Make your Spark jobs reliable and fast — use shuffle correctly.
Avoid shuffle
Moving data between cluster nodes is very expensive. So try to reduce number of shuffles to minimum. Eg. in some cases sort-merge join can be replaced by broadcast join. If the data you want to join are too big for single broadcast join (the limit for single broadcast join is 8 GB) you can use several consecutive broadcast joins.
Sometimes you can avoid shuffle when using multiple groupBy
s or multiple windows with window functions. Eg. if you call groupBy($"userId", $"hour")

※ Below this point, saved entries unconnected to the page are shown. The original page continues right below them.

PR #4230, opened 2023-01-25
Toolchain: Better out-of-the-box experience in VS Code

p2edwards:
The goal of this PR is to enable a good out-of-the-box experience in at least one text editor, supporting all of the tools we currently use:

- [x] EditorConfig 
- [x] Black (python formatter)
- [x] ESLint
- [x] Prettier (ts/js formatter)
- [x] Stylelint
- [x] Coffeelint
- [x] TypeScript language server not crashing :)

This branch contains work for **VS Code**. The `kpi.code-workspace` will suggest all needed extensions when opened. Everything ought to work from a fresh install without additional config needed.

## Description

Add a `kpi.code-workspace` file that developers can use to configure VS Code with recommended extensions, including code linters and autoformatters.

## 📄 Usage

Launch the `kpi.code-workspace` with VS Code. Install the Workspace Recommended extensions when prompted. 

The settings in `kpi.code-workspace` should make the extensions work without any additional configuration in VS Code. To run all the linters and formatters, you'll need to install npm packages.

- ✨ Works when installed
    - **EditorConfig**
    - **Black**
    - **Coffeelint**
- 📦 Relies on local `npm install`
    - **ESLint** 
    - **Prettier** 
    - **Stylelint**
- 🐍 Relies on virtualenv in `.venv` for best results
    - **Python (Microsoft)**

To turn on Format and Auto Fix on Save, use the Formatting toggle ✔, bottom right. 

To view output from ESLint, Stylelint, Coffeelint, and the Python and TypeScript/JavaScript error checkers, see the "Problems" tab.

PR #4387, opened 2023-03-24
Toolchain: Warn about undefined CSS Module classes in TypeScript

p2edwards:
## Description

Show a warning in your code editor if you use an undefined CSS module class in a TypeScript file.

## Details

To help catch issues like [the wrong class name being used](https://github.com/kobotoolbox/kpi/pull/4360/commits/5851469a15ee047dbfe8cdad31b303ac55217ba5).

One caveat: It's a TypeScript Language Server plugin, so it'll work in editors but not with`tsc`, `webpack`, or anything we run in CI.

### Notes for reviewer

There used to be an ESLint plugin that did this, but it's currently unmaintained, and it didn't work when I tried it.

There's some talk in the `typescript-plugin-css-modules` repo of [adding an ESLint plugin](https://github.com/typescript-eslint/typescript-eslint/issues/3645), so if that happens we could perhaps use it.

To test this PR, `npm install`, then open the [`kpi.code-workspace`](https://github.com/kobotoolbox/kpi/pull/4230) in VS Code. See what happens when you modify something like `className={styles.root}` in a TypeScript file.

Screen Shot 2023-03-24 at 1 19 11 PM

Further config might be needed to get this functionality in other editors (Sublime, coc.nvim).

---

Changes in this PR:

- `node_modules` - Install [`typescript-plugin-css-modules`](https://github.com/mrmckeb/typescript-plugin-css-modules) - the TypeScript server plugin
- `tsconfig.json` - Set `typescript-plugin-css-modules` as a plugin
- `kpi.code-workspace`: Configure VS Code to use the TypeScript version in node_modules, which will use the plugin in our `tsconfig.json`.
- While we're here, updated our node_modules TypeScript to 5.0.2. This wasn't strictly necessary, but since TypeScript doesn't follow semver, 5.0.0 wasn't a major breaking change, and I figured it's a good time to update.


p2edwards:
According to Leszek, this works in Sublime if you have these plugins:

- `LSP`
- `LSP-typescript`
- `LSP-css`

p2edwards:
@magicznyleszek Thanks for merging!

PR #4388, opened 2023-03-27
Fix comment in .browserslistrc

jnm:
It still included IE11, contradicting the actual content of the file :blush:

## Description

It contained an outdated URL


LMNTL (approved):
Tested the link, looks good!

Issue #4313, opened 2023-03-06
Small UI tweaks to Projects Table


magicznyleszek:
#### Done in #4408 - Project Table UI/UX Adjustments

 - [x] Adjust Project Name hover link styles 
 - [x] Make all column contents left-aligned
 - [x] Click anywhere in the Project Name cell to navigate to that project. Don't navigate when clicking other cells.
      - Clicking on non-project name cells could also toggle the selection for that row, acting like the checkbox. This would making quick actions easier to access. We could try it.
        - Another idea: Clicking on the row "solo's" the clicked row, to make it easier to access the quick actions without "un-clicking" the previous selected checkbox
      - Keep gray row background on hover as is - helps with legibility on wide tables and makes the UI feel more like it's "listening" to user input
- [x] Reposition dropdown triangle to the left side of the dropdown label (field name), keeping the "sorting indictor" on the right, and giving the sorting indicator a different color.
    - [x] Color the "sorting indicator" teal or alt-blue.
    - [x] Align the label (field name) text so its left edge ideally lines up with the cell text in the same column
- [x] Make whole header cell clickable to trigger dropdown
    
#### Done in #4246 - Allow manual column resizing

- [x] Resizing tweaks
    - [x] Ideally keep resizing indicators visible during drag even when the cursor leaves the area
    - [x] Darken resizer indicators (did this during the call)
    - [x] Remove left indicator for leftmost column as suggested by Leszek's PR review
      - [x] Need to re-establish this again since the checkbox selection merge changes what selector should be used

#### Done elsewhere

- [x] Adjust tooltip styles to avoid cropping -- [internal discussion](https://chat.kobotoolbox.org/#narrow/stream/4-Kobo-Dev/topic/My.20Projects.20redo/near/221758) -- fixed [here](https://github.com/kobotoolbox/kpi/commit/ec542a167e26d58fe6f9ecae9e4c4d93edc7ffbb)

#### Not done yet

- [ ] related Searchbox behavior tweaks
 
Reference discussions (internal):

- [table](https://chat.kobotoolbox.org/#narrow/stream/7-UX.2FUI.2FProduct/topic/Frontend.20.2F.20design.20weekly.20checkins/near/207998)
- [searchbox](https://chat.kobotoolbox.org/#narrow/stream/7-UX.2FUI.2FProduct/topic/Frontend.20.2F.20design.20weekly.20checkins/near/211103)

p2edwards:
[...]

PR #4408, opened 2023-04-10
Project Table UI/UX adjustments

p2edwards:
## Description

Improve usability of Projects Table. Make multiple selection easier, and make dropdown behavior more intuitive.

## Details

Usability improvements from the list in #4313

- Make 'Project name' look more like a link during hover
- Clicking anywhere in the row, except 'Project name' cell, now toggles the checkbox.
- Rearrange dropdown indicators and recolor sorting indicators
- Make whole header cell clickable to trigger dropdown
- Left-align every column for consistency

Technical:

- Some refactoring around checkbox styles
- Slight performance improvement on column resizing

## Related issues

Part of #4313


jsapp/js/projects/projectsTable/projectsTableRow.module.scss
```diff
@@ -119,19 +108,82 @@ $projects-table-hover-bg: colors.$kobo-gray-98;
...
+      &::before {
+        left: 0 - sizes.$x32;
+        width: sizes.$x32;
+      }
+      // uncrop element
+      overflow: visible;
+      contain: inline-size style;
+
+      :global input.checkbox__input { // general appearance tweaks
+        &::after {border-radius: 1px;} // better-looking inner corners
```
magicznyleszek, line 141: This actually makes it look worse (at least on Firefox and Chrome on retina screen), see scaled up screenshot:
Screenshot 2023-04-19 at 22 54 17

And withouth `border-radius` the issue is still present, but it's a tiny bit smaller:
Screenshot 2023-04-19 at 23 01 57

Is it different on your machine?

jsapp/js/projects/projectsTable/projectsTableRow.module.scss
```diff
@@ -119,19 +108,82 @@ $projects-table-hover-bg: colors.$kobo-gray-98;
...
+        &:focus-visible { // add keyboard focus styles
+          outline: 3px solid colors.$kobo-alt-blue;
```
magicznyleszek, line 143: Could we add this in `/jsapp/js/components/common/checkbox-and-radio.scss` instead? I think it would be beneficial to all checkboxes :)

jsapp/js/projects/projectsTable/projectsTableRow.module.scss
```diff
@@ -119,19 +108,82 @@ $projects-table-hover-bg: colors.$kobo-gray-98;
...
     }
+
+    // Various hover rules to tell the user what will happen:
+    // - click project cell  ->  navigate to project
+    // - click other cell    ->  toggle the checkbox for project
+
+    // Hovering any cell  ->  Outline the checkbox
+    &[data-field='checkbox'] {
+      :global .checkbox {
+        border-radius: sizes.$x2;
```
magicznyleszek, line 163: I think instead of adding this alien `border-radius` to `.checkbox` it would be better to target `.checkbox__input` :)

jsapp/js/projects/projectsTable/projectsTableRow.module.scss
```diff
@@ -119,19 +108,82 @@ $projects-table-hover-bg: colors.$kobo-gray-98;
...
+        outline: sizes.$x1 solid colors.$kobo-alt-blue;
+      }
+
+      &:hover {
+        // Do an even bigger outline if you're actually near the checkbox
+        :global .checkbox {
```
magicznyleszek, line 169: `.checkbox__input` here too :)

magicznyleszek (changes requested):

jsapp/js/projects/projectsTable/projectsTableRow.module.scss
p2edwards: Yep, it was different for me, I could take screenshots. It might depend on the zoom level, too.

magicznyleszek: I took screenshots at 100% zoom and then resized them (quickly in Preview.app so not pixel perfect).

But I think that the issue might be actually in how the Checkbox component was built (by me :P). Perhaps there is a way to set the rounded border in such way that it overflow:hidden on the blue background…

If the difference on your non-retina is bigger than on my retina, let's keep this 1px :)

p2edwards: Resolved by https://github.com/kobotoolbox/kpi/pull/4442

jsapp/js/projects/projectsTable/projectsTableRow.module.scss
p2edwards: Sure. After your radio/checkbox update, that's `checkbox.scss` and `radio.scss`.

jsapp/js/projects/projectsTable/projectsTableHeader.module.scss
```diff
@@ -152,6 +168,7 @@ $resizer-width: sizes.$x16 + $line-width;
   opacity: 1;
 }
 // Always hide leftmost width indicator
-.columnRoot:first-child::before {
+// nth-child(2) because of checkbox column
+.columnRoot:nth-child(2)::before {
   display: none;
 }
```
magicznyleszek, line 174: The first column header cell (empty one, above checkboxes) has pointer cursor visible when mouseover-ing. It's not clickable, so we should use the default cursor.

magicznyleszek (changes requested):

and later groupBy($"userId")
then Spark will do 2 shuffles because after the first groupBy
records for certain user can be on multiple executors (so second groupBy
needs to redistribute records to ensure that records for single user are on single executor). On the other hand if you do first groupBy($"userId")
and later groupBy($"userId", $"hour")
then 1 shuffle may be enough.
Shuffle less data
If you need shuffle then shuffle only the data you need. Maybe some columns can be computed after shuffling. Eg. you already have column timestamp
and you want to add columns year
, month
, day
then do so after the shuffle.
Even if you already computed those columns and need to shuffle consider dropping the columns, shuffling and then computing them again.
Every column adds at least 8 bytes to your row (even if it is just Boolean
Spark will store it in UnsafeRow
where everything is aligned to 8 bytes). To shuffle the column Spark will compress its values (remember at least 8 bytes each), send them over the network and decompress the values. You should keep this in mind when evaluating cost of recomputation. Eg. recomputation of year
, month
, day
from timestamp
is certainly faster than compression + transfer over the network + decompression.
Additionally if some columns of the row won’t be needed after the shuffle then replace their values before shuffle with null
. Eg. suppose you have column url
which is used after shuffle but only in certain conditions. Then replace url
with null
before shuffle if you know that those conditions won’t be met. This is especially important for nested structures, strings, arrays and maps because it will reduce the size of your UnsafeRow
s.
Generally before shuffle you need:
- filter as many rows as possible,
- drop as many columns as possible,
- replace big columns by small columns,
- replace as many values as possible by
null
s.
When shuffling make your partitions evenly sized
When using repartition(partitionExprs: Column*)
(or anything which translates to RepartitionByExpression
in your logical plan) use partitionExprs
which result in partitions which need similar time and similar amounts of memory for processing. This prevents your jobs from failing because a small bunch of tasks are constantly running out of memory.
Conclusion
So these were 3 simple tips how to optimize your shuffling when using Spark SQL. Completely different approach is to forget about distributed computation and run your job on single machine without Spark. If your machine has enough memory it can actually be faster than Spark because you can avoid lots of IO.